For now, this is the only photo I can find.
This works because the board is held in place with one screw farthest away from the edge connector. The board edge still has some degree of freedom. With the faulty system, the daughter board was held down with screws at each of the four corners of the board, i.e zero degrees of freedom. And that is wrong.

1618632604235.png
 

MisterBill2

Joined Jan 23, 2018
8,443
Since you will not be removing the board you can solder the pins on both of them. BUT make sure that the holes are fairly close so that the square pins need to be pushed un a bit. That way you are not depending on the solder to keep the mount solid. It does require that the holes be precisely positioned, that is seldom an issue.
 

MrChips

Joined Oct 2, 2009
23,227
Boards in card cages are never restrained except for the card guides.

1618633731225.png

If the TS wants to solder 90° pin headers then that would be ok. Just be certain that you would not want to separate the two boards again.

1618634040564.png
 

SamR

Joined Mar 19, 2019
3,246
Remember removing EISA edge connector cards and rubbing the contact areas to burnish them with a No 2 pencil eraser back in the 80s. They improved since then as it wasn't needed in later decades. Even with soldered right-angle headers I would still try to support it if needed depending on size and weight.
 

Thread Starter

dlad87

Joined Nov 9, 2020
25
Yes, the header shown above was what I was looking for on Digi-Key. And yes, it is unlikely that I would want to separate the board in this case.

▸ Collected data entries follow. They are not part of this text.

PR #263, opened 2018-12-12
[IMP] do not set views ids on sql automatic win action

jjscarafia:
## Actual situation

- You create an sql query with "bi_sql_editor"
- you want to modify default views, available options are:

1. Modify created view, if you need to reset the sql query then you loose the changes
2. Modify views by extending. Then you can not reset sql quer because of constraint on ir.ui.view with parent view
3. You can create new views with priority lower than 16. Great option! but....

## Problem found
The window action created by bi_sql_editor explicitly refers to view_id and view_search_id while those two fields are optional and really no needed. Better to let odoo choose the right view by priority

### DIFF
--- a/bi_sql_editor/models/bi_sql_view.py
+++ b/bi_sql_editor/models/bi_sql_view.py
@@ -437,20 +437,11 @@ class BiSQLView(models.Model):
     def _prepare_action(self):
         self.ensure_one()
         view_mode = self.view_order
-        first_view = view_mode.split(',')[0]
-        if first_view == 'tree':
-            view_id = self.tree_view_id.id
-        elif first_view == 'pivot':
-            view_id = self.pivot_view_id.id
-        else:
-            view_id = self.graph_view_id.id
         return {
             'name': self._prepare_action_name(),
             'res_model': self.model_id.model,
             'type': 'ir.actions.act_window',
             'view_mode': view_mode,
-            'view_id': view_id,
-            'search_view_id': self.search_view_id.id,
         }
 
     @api.multi


ValentinoDefelice (approved):

zaoral (approved):
+1

pedrobaeza:
@aheficent any of you that are users of this module can confirm this patch?

AaronHForgeFlow:
IMO view_order field allows the user to select what view comes first, if we remove this then we are losing a feature. I am not sure. Ping @legalsylvain

legalsylvain (changes requested):
I'm really not in favour of this patch.
indeed, as @aheficent said, this allow user to select the view that will be used by default. So we are loosing a feature.

I didn't faced the case where we have to make manual changes of the generated view. could you detail your use case ? just to understand ? 

But mainly, I don't understand what your patch is solving. (but maybe I missed something). because when you reset the sql (to draft) the function button_set_draft will unlink all the model and the fields and all the UI (menu, views, action). So changes will be dropped anyway.

Thanks for your explanations.

jjscarafia:
Hi @aheficent @legalsylvain !
Thanks for the review.
Please check [this video](https://drive.google.com/file/d/1qko-nk5PB3-LcGgR-3mio1sbVAt1xXXF/view) with a real use case and explanation on why we are not loosing anything and why I believe we are winning.

Sorry for the ugly video :)

jjscarafia:
@aheficent @legalsylvain . Can you take a look to the explanation on previous comment?
Thanks!

legalsylvain:
Hi. I'm on hollidays until 8, January. i'll take a look the next week. please ping me if I forget !
kind regards, and happy new years !

jjscarafia:
Thanks @legalsylvain ! pinging right now ;)

legalsylvain (approved):
Well, in fact, ``view_mode`` that define the order is not removed by this patch.

So, :+1: with that patch. (my bad for my first bad analysis)

And happy new year !

PR #264, opened 2018-12-14
[12.0][MIG] bi_sql_editor

AdriaGForgeFlow:
Migration of module bi_sql_editor to v12

PR #269, opened 2019-01-15
[FIX] bi_sql_editor: solves the update all break

MiquelRForgeFlow:
This PR updates the readme of bi_sql_editor to inform how to solve the update all break.

### DIFF
--- a/bi_sql_editor/README.rst
+++ b/bi_sql_editor/README.rst
@@ -47,6 +47,12 @@ this module is interesting for the following use cases
 * You have a lot of data, and classical SQL Views have very bad performance.
   In that case, MATERIALIZED VIEW will be a good solution to reduce display duration
 
+Installation
+============
+
+* You must put this module as `server_wide_modules` in your odoo configuration file
+  or add '--load=bi_sql_editor' if you start odoo in command line.
+
 Configuration
 =============
 


HviorForgeFlow (approved):
LGTM :+1:

JordiBForgeFlow (approved):
Tested in a broken environment, and fixes the issue. Works like a charm!

MiquelRForgeFlow:
NOTE: For reference, added here the error that this PR solves.

> Selection_632
> in https://github.com/OCA/reporting-engine/pull/264#issuecomment-470890648

legalsylvain:
Hum. Thanks for the comment. 

My question is : I use this module since years (version 8 and 12), and I realize update all each month. I never faced that issue. 
Do you know in which context ?

MiquelRForgeFlow:
I don't remember. Perhaps it has to do if you have bi sql views for materialized views, not sure. @HviorForgeFlow do you remember?

legalsylvain:
(I only use materialized views).

legalsylvain:
Well, I removed that comment in #670 as it seems to work. If there is a problem, we could always add it again, with a more detailled text of what the --load solves.

thanks for your answers.

PR #271, opened 2019-01-20
[FIX] add slash in url in qwebactionmanager.js

ruben-tonetto:
For me, it does work with added slash
if not i receive an error indicating that the url ...:8069report/... is not found


pedrobaeza:
This is working as expected in other addons. Can you specify how you reproduce the error?

ruben-tonetto:
Sorry, you are right!
The problem was in another module
I should have tested before with empty database.

ruben-tonetto:
ps: i've tried the module report_xlsx in runbot and it gives an error when trying to export two records; this is the reason that made me sure of the problem

pedrobaeza:
The module is not usable without another module that makes use of their possibilities, so I'm curious how do you reproduce the problem.

PR #272, opened 2019-02-05
[ADD] report csv

etobella:
This module allows to create csv reports directly on odoo on a similar way than `report_xlsx`


pedrobaeza:
@alexis-via didn't you develop something similar?

alexis-via:
@pedrobaeza Maybe report_qweb_txt https://github.com/OCA/reporting-engine/tree/10.0/report_qweb_txt

pedrobaeza:
Yeah, that's the one I remember. It's not the same then.

JordiBForgeFlow (approved):
Code review and functional tests

LoisRForgeFlow (approved):
Great module! :+1:

jarroyomorales (approved):
LGTM

pedrobaeza:
The problem I see with this module (and the `report_xlsx` one) is the need of adding code for using it, instead of using data for generating reports. On `report_xml`, a data file serves as "template" for generating the XML. I know it's not the same target, but maybe there's some way of doing this in a similar manner.

JordiBForgeFlow:
@pedrobaeza I think that it's convinient for some use cases. And for some others it won't. I see that the module is formally correct, and solves a use case.

etobella:
If we want to make the CSV from the XML we should create a parser and define the logic somewhere. It shouldn't be hard, but I think it is out of the scope of this module. Maybe, I could create an upgrade after this module. What do you think @pedrobaeza ?

pedrobaeza:
Yes, I'm not blocking this. Simply thinking out loud for a better design.

PR #274, opened 2019-02-18
[ADD] reporting-context

jarroyomorales:
This module adds a context variable to reports. A possible use for this
context could be hiding some fields or many other configuration options.

To configure this module, you need to:

* Enter Odoo in debug mode.
* Go to Settings -> Parameters -> System Parameters. On the system
  parameters list, look for report.default.context, which is a Python
  dictionary variable where you can add a context that will be common for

I just need the item mounted on this board to be mounted at 90 to the main board due to its height, but otherwise could’ve been mounted to the main board
 

GetDeviceInfo

Joined Jun 7, 2009
1,844
You’ve not mentioned if it’s thru hole. Most connectors combine electrical and mechanical integrity. As mechanical needs reduce, so does the simplicity, all the way down to a simple soldered butt joint. A length of conductor is all I’ve used for prototyping. Beyond that, an identified need for manufactured connectors guides the choice.
 

Thread Starter

dlad87

Joined Nov 9, 2020
25
I was thinking I would do through hole for the 90 degree headers. I haven’t designed the boards yet but I could go either way. I’d imagine that through hole would be a little stronger because it could be soldered on both sides.